Wilson seized the offended foot himself and carefully checked the pulses, then felt along the toe. "Definitely a bad bruise, but it's hard to tell only feeling it whether there might also be a nondisplaced fracture. I'm not an x-ray machine."
"Greg looked at it yesterday and said it wasn't broken," Thomas put in.
Wilson wished he'd been able to see that exam, just to watch the interaction. House definitely cared about his father, as much as he was trying desperately to keep the 10-foot pole in place. "Well, he'd know better than I would. He practically is an x-ray machine." He pushed on a few of the nail beds, checking capillary refill, then reached for the ankle again. "Pulses are strong, if a little bit slow." He grabbed a wrist, comparing. "You're in good shape."
"I usually walk 4 1/2 miles every day - skipped it yesterday morning after hitting the foot that night and definitely skipped it this morning. I take a ride every day that I can, too."
Rachel was pushing in, worried, and even Abby set her game aside and slid down off the couch to join the others. Rachel reached out to touch the discolored area. "Ouch?" she asked.
Thomas smiled down at her. "I'm fine, Rachel. I just bruised it, but it will be okay in a few days."
"But not like Daddy's leg?"
"No, nothing like that, not at all. This is more like when you hit yourself accidentally on something. It hurts some for a day or two, then gradually gets better."
She nodded, accepting that, and then suddenly leaned over and kissed the toe quickly, then grinned up at him. "That's better?"
Thomas blinked a few times. "Yes, thank you, Rachel. That helped a lot." He looked at Cuddy. "Lisa, I promise, I'm just tired, and this is only a bruise. I'm all right." Getting uncomfortable with the attention, he turned to Abby, who was studying his foot at close range and had just reached out curiously to touch it herself. "Do you like your little music game, Abby?"
She snapped to attention as if reminded of something and promptly abandoned Thomas and headed for the couch, although she did say, "Yes," as she ran. She bounced impatiently a few times in her effort to scramble onto the couch again, and Marina gave her a helpful boost on her rump. Grabbing the music computer, Abby unpaused it and continued to run through songs, staring intently at the screen.
Cuddy reached out to the recliner control, pointedly elevating the footrest on Thomas' chair, then started replacing his sock and shoe. "She absolutely loves it," she told him. "Just as much as Rachel loves her stuffed horse."

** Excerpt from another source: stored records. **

Issue #682, opened 2021-10-25
Encode buf.yaml in Module


amckinney:
We currently encode `dependencies` (i.e. the `buf.lock`) and `documentation` (i.e. the `buf.md`) in the `Module`, but we do not encode anything found in the `buf.yaml`. 

With the `buf.yaml`, the BSR could start to enforce `lint` and `breaking` configurations on the server-side, and we could more easily include license information which we currently plan to include in the `buf.yaml` (re: https://github.com/bufbuild/buf/issues/488).

We'll need to start by modeling the contents of the `buf.yaml` in `.proto`, which will roughly look something like the following:

```diff
diff --git a/proto/buf/alpha/module/v1alpha1/module.proto b/proto/buf/alpha/module/v1alpha1/module.proto
index 5b79ac80..8e4a772a 100644
--- a/proto/buf/alpha/module/v1alpha1/module.proto
+++ b/proto/buf/alpha/module/v1alpha1/module.proto
@@ -34,6 +34,14 @@ message Module {
   //
   // string is used to enforce UTF-8 encoding or 7-bit ASCII text.
   string documentation = 3;
+  // license is the string representation of the license.
+  string license = 4;
+  // module_name is the name.
+  ModuleName module_name = 5;
+  // lint_config is the lint configuration that can (optionally) be enforced by the BSR.
+  LintConfig lint_config = 6;
+  // breaking_config is the breaking configuration that can (optionally) be enforced by the BSR.
+  BreakingConfig breaking_config = 7;
 }
```

Note that we _don't_ need to include the [build](https://docs.buf.build/configuration/v1/buf-yaml#build) configuration found in the `buf.yaml` since this might be deprecated in favor of `.bufignore` (re: https://github.com/bufbuild/buf/issues/578).

doriable:
Some things we discussed today regarding the encoding the module configuration for use on the server side:

- While it is a "nice side effect" to be able to "reconstruct" the module configuration for the user through the UI, this should be considered a non-goal for this. The primary requirement is to be able to use module configuration for server-side work, such as gating pushes with lint and breaking change detection, etc. We can eventually surface the module configuration to the user, but it won't be the exact representation of their `buf.yaml` (e.g. comments in the `buf.yaml`, whitespace, etc. are not included) since we are not working with the raw representation of the `buf.yaml`
[...]

PR #715, opened 2021-11-10
WIP: Add ModuleDigestB3

amckinney:
As we approach `v1`, we are revisiting some of the decisions we made with respect to the module digest. Currently, we encode the `remote`, `owner`, and `repository` name in the digest, but this is a prone to a couple issues:

1. If a user updates their organization or repository name, they will have a new module digest which invalidates their local module cache entry.
2. If the user pushes a commit with the same content immediately after the repository has been renamed, the user will have two commits with the same content adjacent to each other.
3. A module with the exact same content (and dependencies), but hosted on two different repositories, will have two different digests, which prevents us from leveraging CAS properties that a digest would normally be able to give us in these situations.

Instead, we should only encode information relevant to the module's content, including the following:

1. The module file paths and their content.
2. The commit IDs of the module's dependencies.
3. Module metadata, including its documentation and license.

This change starts by adapting the digest used by the module cacher. The digest function used by the BSR to validate adjacent commits will be updated and deployed in a follow-up - please see the `CHANGELOG.md` for details on the expected outcome for users on different versions of the `buf` CLI.

> Note that we can safely remove the `ModuleDigestB2` function since it was only used by the module cacher in `bufbuild/buf`. The `modulePinCompareToOnlyCommit` function is refactored since it inappropriately accounted for the remote, owner, and repository.


amckinney:
As we move towards https://github.com/bufbuild/buf/issues/682, we'll need to start including the `lint` and `breaking` configurations in the digest. When a user updates either of these configurations, it should create a new commit, but this has a couple of caveats to think through.

I'll describe everything in detail here so that we can reflect on the caveats associated with these types of changes later on.

### Old CLIs

When we deploy this on the BSR, we'll adjust the digest function validation to use the `b3` format. However, any old CLI that doesn't account for the `lint` and `breaking` configurations will _not_ include these fields in their serialized module. This means that two different users with different CLI versions contributing to the same BSR repository would be able to push the same module files and successfully receive a new commit ID (one module will include the `lint` and `breaking` configuration, whereas the other won't).

This isn't ideal since this could invalidate the `lint` or `breaking` enforcement that the repository owner hopes to enable on their repository. For example, suppose that I configure my repository so that it prevents a `buf push` if it breaks the module's `breaking` configuration. If a colleague of mine with write access uses an old CLI, it will omit the `lint` and `breaking` configuration entirely, so they could side-step the validation and overwrite the `main` branch with an incompatible commit. This is something we should actively prevent because the user might think they are preserving the `lint` and `breaking` configuration found in their `buf.yaml`, but their CLI silently omits it.

There are ways around this caveat though. If a user enables this server-side enforcement (which is probably a property on the repository itself, just like deprecation, TBD), the server could require that a non-`nil` `lint` or `breaking` configuration is present in the module. This means that **anyone contributing to the repository will need to upgrade their CLI to support server-side enforcement**, which should be a reasonable ask. In short, enforcing `lint` and `breaking` requires that all consumers use a CLI that is aware of this configuration. This also means that anyone that enables the server-side enforcement feature will not be allowed to push a module that omits `lint` and `breaking` entirely like the one shown below:

```yaml
version: v1
name: buf.build/acme/weather
```

We actually faced a similar issue when we included module documentation in the digest. Anyone using an old CLI would have omitted the documentation, but we didn't face any issues with this in practice. We're going to have a similar issue when we introduce licenses, too. However, the `lint` and `breaking` configuration is slightly different due to the server-side enforcement caveat described above.

### Adjacent Commits

Regardless of the `lint` and `breaking` encoding, whenever we change the digest function on the server-side (i.e. `b1-` -> `b3-`), users will be able to push the same module content and receive a new commit ID because the parent commit's digest will differ from the current commit's digest.

One idea is that we could support multiple digests at the same time and check the parent's digest to determine which algorithm to use, but this would prevent us from switching an old repository's digest algorithm to the new one. This isn't a viable solution.

Instead, **we should just accept that adjacent commits can exist in the midst of a digest update**, but the commits will be treated differently due to their encoded digest. Plus, this is enough of an edge case that it should only affect a fraction of our users with really no effect.

private/bufpkg/bufcheck/bufbreaking/bufbreakingconfig/bufbreakingconfig.go
```diff
@@ -117,6 +122,46 @@ func NewConfigV1ForProto(protoConfig *breakingv1.Config) (*Config, error) {
...
+func NewBreakingConfigToBytes(config *Config) []byte {
+	if config == nil {
+		return nil
+	}
+	hash := sha256.New()
+	sort.Slice(config.Rules, func(i, j int) bool { return config.Rules[i].ID() < config.Rules[j].ID() })
+	for _, rule := range config.Rules {
+		str := append([]string{}, rule.ID(), rule.Purpose())
+		str = append(str, rule.Categories()...)
+		hash.Write([]byte(strings.Join(str, "")))
```
doriable, line 135:
```
[]bytes, err := json.Marshal(rule)
if err != nil {
    return nil, nil
}
```

doriable: After sorting.

private/bufpkg/bufcheck/bufbreaking/bufbreakingconfig/bufbreakingconfig.go
```diff
@@ -117,6 +122,46 @@ func NewConfigV1ForProto(protoConfig *breakingv1.Config) (*Config, error) {
...
+		var rootPaths []string
+		rootPathsMap := config.IgnoreIDToRootPaths[ignoreID]
+		for rootPath := range rootPathsMap {
+			rootPaths = append(rootPaths, rootPath)
+		}
+		sort.Strings(rootPaths)
+		str := append([]string{}, ignoreID)
+		str = append(str, rootPaths...)
+		hash.Write([]byte(strings.Join(str, "")))
+	}
```
doriable, line 152: Use combined interim structure with sorted values -> json.Marshal.

doriable:
Superseded by: #748

amckinney:
Closing in favor of #748.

Reminded, Rachel spun a circle, looking for it. "Ember!" Spotting the horse, she galloped over and squeezed the whinny ear.

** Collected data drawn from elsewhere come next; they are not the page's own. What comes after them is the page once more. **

PR #2770, opened 2024-02-15
Add options to doc response

gilwong00:
Part 2 of https://github.com/bufbuild/buf/pull/2752. 

Adding `FieldLiteral` to `Message`, `Enum`, `Service`, `Method` and `EnumValue` responses


proto/buf/alpha/registry/v1alpha1/doc.proto
```diff
@@ -320,6 +336,10 @@ message Message {
   MessageOptions message_options = 10;
   // implicitly_deprecated is true if its enclosing file or parent element is deprecated.
   bool implicitly_deprecated = 11;
+  // All options that are present on the message. This is a super-set of
+  // message_options and uses a dynamic representation so it can also
+  // accommodate custom options with arbitrary types.
+  repeated FieldLiteral options = 12;
```
bufdev, line 342: It's weird that we have `message_options` and then `options` where `options` is defined as "all options on the message". Do you instead want to deprecate `message_options` and say that this supersedes it:?

gilwong00: Yea we can do that. Should we also do the same with `enum_options` , `method_options` and 'service_options` as well?

jhump: Yes. In all cases, the new `repeated FieldLiteral options` field deprecates the old `*_options` field.

bufdev: Perfect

Wilson watched her with a smile, picturing Daniel in a few years, then looked back at Thomas. "Yes, Santa Claus chose well on those two gifts," he stated with the slightest of question marks.

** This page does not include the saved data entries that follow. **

PR #2780, opened 2024-02-21
Prevent pushing with empty Label/Tag names

saquibmian:
`flags.Draft` and `flags.Branch` may be empty string, and they were being added to the labels name. Instead, I conditionally add them.

I also chose to detect empty strings in `flags.Labels` and `flags.Tags`, via `--label ''` or `--tag ''`.

### DIFF
--- a/private/buf/cmd/buf/command/push/push.go
+++ b/private/buf/cmd/buf/command/push/push.go
@@ -140,7 +140,7 @@ func run(
 	container appext.Container,
 	flags *flags,
 ) (retErr error) {
-	if err := validateCreateFlags(flags); err != nil {
+	if err := validateFlags(flags); err != nil {
 		return err
 	}
 
@@ -346,6 +346,37 @@ func createUploadModulesIfNotExist(
 	return nil
 }
 
+func validateFlags(flags *flags) error {
+	if err := validateCreateFlags(flags); err != nil {
+		return err
+	}
+	if err := validateLabelFlags(flags); err != nil {
+		return err
+	}
+	return nil
+}
+
+func validateLabelFlags(flags *flags) error {
+	for _, label := range flags.Labels {
+		if label == "" {
+			return appcmd.NewInvalidArgumentErrorf(
+				"--%s requires a non-empty string.",
+				labelFlagName,
+			)
+		}
+	}
+	for _, tag := range flags.Tags {
+		if tag == "" {
+			return appcmd.NewInvalidArgumentErrorf(
+				"%s|--%s requires a non-empty string.",
+				tagFlagShortName,
+				tagFlagName,
+			)
+		}
+	}
+	return nil
+}
+
 func validateCreateFlags(flags *flags) error {
 	if flags.Create {
 		if flags.CreateVisibility == "" {
@@ -371,16 +402,16 @@ func validateCreateFlags(flags *flags) error {
 }
 
 func combineLabelLikeFlags(flags *flags) []string {
-	return slicesext.ToUniqueSorted(
-		append(
-			flags.Labels,
-			append(
-				flags.Tags,
-				flags.Draft,
-				flags.Branch,
-			)...,
-		),
-	)
+	labels := make([]string, 0, len(flags.Labels)+len(flags.Tags))
+	labels = append(labels, flags.Labels...)
+	labels = append(labels, flags.Tags...)
+	if flags.Draft != "" {
+		labels = append(labels, flags.Draft)
+	}
+	if flags.Branch != "" {
+		labels = append(labels, flags.Branch)
+	}
+	return slicesext.ToUniqueSorted(labels)
 }
 
 func newRequireModuleFullNameOnUploadError(module bufmodule.Module) error {
--- a/private/buf/cmd/buf/command/push/push.go
+++ b/private/buf/cmd/buf/command/push/push.go
@@ -360,7 +360,7 @@ func validateCreateFlags(flags *flags) error {
 	if flags.Create {
 		if flags.CreateVisibility == "" {
 			return appcmd.NewInvalidArgumentErrorf(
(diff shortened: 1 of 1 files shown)


unmultimedio (approved):
lgtm!

private/buf/cmd/buf/command/push/push.go
```diff
@@ -346,6 +346,37 @@ func createUploadModulesIfNotExist(
...
+			return appcmd.NewInvalidArgumentErrorf(
+				"--%s requires a non-empty string.",
+				labelFlagName,
+			)
+		}
+	}
+	for _, tag := range flags.Tags {
+		if tag == "" {
+			return appcmd.NewInvalidArgumentErrorf(
+				"%s|--%s requires a non-empty string.",
```
stefanvanburen, line 371: drive by, but should the short flag have a `-` in front?

```suggestion
				"-%s|--%s requires a non-empty string.",
```

saquibmian: Ah I `x`'d that by accident. Let me push that up.

unmultimedio (approved):

private/buf/cmd/buf/command/push/push.go
```diff
@@ -371,16 +402,16 @@ func validateCreateFlags(flags *flags) error {
...
-		append(
-			flags.Labels,
-			append(
-				flags.Tags,
-				flags.Draft,
-				flags.Branch,
-			)...,
-		),
-	)
+	labels := make([]string, 0, len(flags.Labels)+len(flags.Tags))
```
bufdev, line 405: Why not continue to use previous style, `labels := append(flag.Labels, flags.Tags...)`?

private/buf/cmd/buf/command/push/push.go
```diff
@@ -346,6 +346,37 @@ func createUploadModulesIfNotExist(
...
+			return appcmd.NewInvalidArgumentErrorf(
+				"--%s requires a non-empty string.",
+				labelFlagName,
+			)
+		}
+	}
+	for _, tag := range flags.Tags {
+		if tag == "" {
+			return appcmd.NewInvalidArgumentErrorf(
+				"-%s|--%s requires a non-empty string.",
```
bufdev, line 371: All other usages of `appcmd.NewInvalidArgumentErrorf` (save one) in the codebase do not display short names, and do not use punctuation - update to `--%s requires a non-empty string`

private/buf/cmd/buf/command/push/push.go
```diff
@@ -346,6 +346,37 @@ func createUploadModulesIfNotExist(
...
+	if err := validateCreateFlags(flags); err != nil {
+		return err
+	}
+	if err := validateLabelFlags(flags); err != nil {
+		return err
+	}
+	return nil
+}
+
+func validateLabelFlags(flags *flags) error {
```
bufdev, line 359: Put below `validateCreateFlags` since this is the call order and it is more natural

private/buf/cmd/buf/command/push/push.go
```diff
@@ -346,6 +346,37 @@ func createUploadModulesIfNotExist(
...
+	for _, label := range flags.Labels {
+		if label == "" {
+			return appcmd.NewInvalidArgumentErrorf(
```
bufdev, line 362: No need for newlines

private/buf/cmd/buf/command/push/push.go
```diff
@@ -346,6 +346,37 @@ func createUploadModulesIfNotExist(
...
+				"--%s requires a non-empty string.",
+				labelFlagName,
+			)
+		}
+	}
+	for _, tag := range flags.Tags {
+		if tag == "" {
+			return appcmd.NewInvalidArgumentErrorf(
```
bufdev, line 370: No need for newlines

private/buf/cmd/buf/command/push/push.go
saquibmian: `append` [can mutate the underlying array of its first argument](https://trstringer.com/golang-append/) (`flag.Label`). It shouldn't matter in this case because we're not overwriting indexes, but in general I avoid using `append` to copy a slice I don't own. Happy to change this back if you think it's a non-issue.

private/buf/cmd/buf/command/push/push.go
saquibmian: Done!

private/buf/cmd/buf/command/push/push.go
saquibmian: Done!

private/buf/cmd/buf/command/push/push.go
saquibmian: Did you want me to remove the trailing period on the errors returned by `validateCreateFlags`?

private/buf/cmd/buf/command/push/push.go
bufdev: Well every day's a school day I guess, I don't know how I've gone this long without running into some bug based on this. Sounds good. A slight nit, I might clean it up to `append(slicesext.Copy(flags.Labels), flags.Tags...)` but doesn't matter much.

private/buf/cmd/buf/command/push/push.go
bufdev: Yea for sure, that was a miss on my part

saquibmian: Done!

private/buf/cmd/buf/command/push/push.go
saquibmian: I cleaned it up using `slicesext.Copy`

bufdev: @akshayjshah on my case about how could I be so naive

PR #2781, opened 2024-02-21
Update protovalidate, connect-go, and other go deps

pkwarren:


private/bufpkg/bufcheck/buflint/internal/buflintvalidate/field.go
```diff
@@ -258,7 +258,7 @@ func checkFieldFlags(
 			adder.getFieldRuleName(),
 		)
 	}
-	if fieldConstraints.GetRequired() && fieldConstraints.GetIgnoreEmpty() {
+	if fieldConstraints.GetRequired() && (fieldConstraints.GetIgnoreEmpty() || fieldConstraints.GetIgnore() == validate.Ignore_IGNORE_EMPTY) {
```
pkwarren, line 261: Kept using the previous deprecated field and also added the new enum with the same semantics. We can remove this when protovalidate reaches v1 and the previous ignore empty boolean is removed. See https://github.com/bufbuild/protovalidate/pull/137 for more details.

cc @rodaine

bufdev: https://github.com/bufbuild/registry-proto/pull/75 means we probably need to update this further to use the non-deprecated name

.golangci.yml
```diff
@@ -186,6 +186,9 @@ issues:
     - linters:
         - staticcheck
       text: "GetDeprecatedLegacyJsonFieldConflicts is deprecated"
+    - linters:
+        - staticcheck
+      text: "GetIgnoreEmpty is deprecated"
```
bufdev, line 191: Would optimally scope this to the specific file (the one above should be too, but doesn't need to be in this PR)

pkwarren: Fixed.

private/bufpkg/bufcheck/buflint/internal/buflintvalidate/field.go
pkwarren: Updated to the latest protovalidate.

rodaine (approved):

bufdev (approved):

"Of course. Santa Claus has centuries of experience," Thomas replied.
"Did, um, Santa Claus happen to bring anything else this year to the House house? For the big boys and girls?" Wilson asked.
Thomas could look near as enigmatic as House when he wanted to, the oncologist decided. "Santa Claus doesn't tell people what other families got. He wouldn't want them to be jealous." Wilson sighed, and Cuddy managed to keep from laughing only by pretending to clear her throat.
Abby finished the current song and switched the device off, sliding back down. "Mama!" she called and headed toward the bedroom.
Marina was closer and went after her, assuming her destination was the bathroom. "I'll give you a hand, Abby."
"No!" Abby pulled away from her and came back around the corner of the couch. "Mama helps."
"It's all right, Marina." Cuddy dutifully walked over to join her daughter. "What's the matter, Abby? Boy, you're a wiggleworm today." As soon as she was sure Cuddy was coming, Abby had turned around and trotted back toward the bedroom door. Cuddy followed her in to find Abby not heading for the bathroom but trying to climb up onto the bed. "Abby, what -" Just then, Cuddy spotted the piece of paper sticking out partially against the headboard, tucked under the covers and leaving just enough protruding for a clue, easy to miss if you weren't specifically focusing on the bed. She hurried to grab it. In her husband's unmistakable writing, it said.
I'm not going to read them.
O. K.
Cuddy closed her eyes in relief, feeling the tension ebb. Abby was nearly vibrating beside her. "OK," her daughter emphasized. She reached out to trace the two large letters at the bottom, and Cuddy realized that those had been added for her benefit.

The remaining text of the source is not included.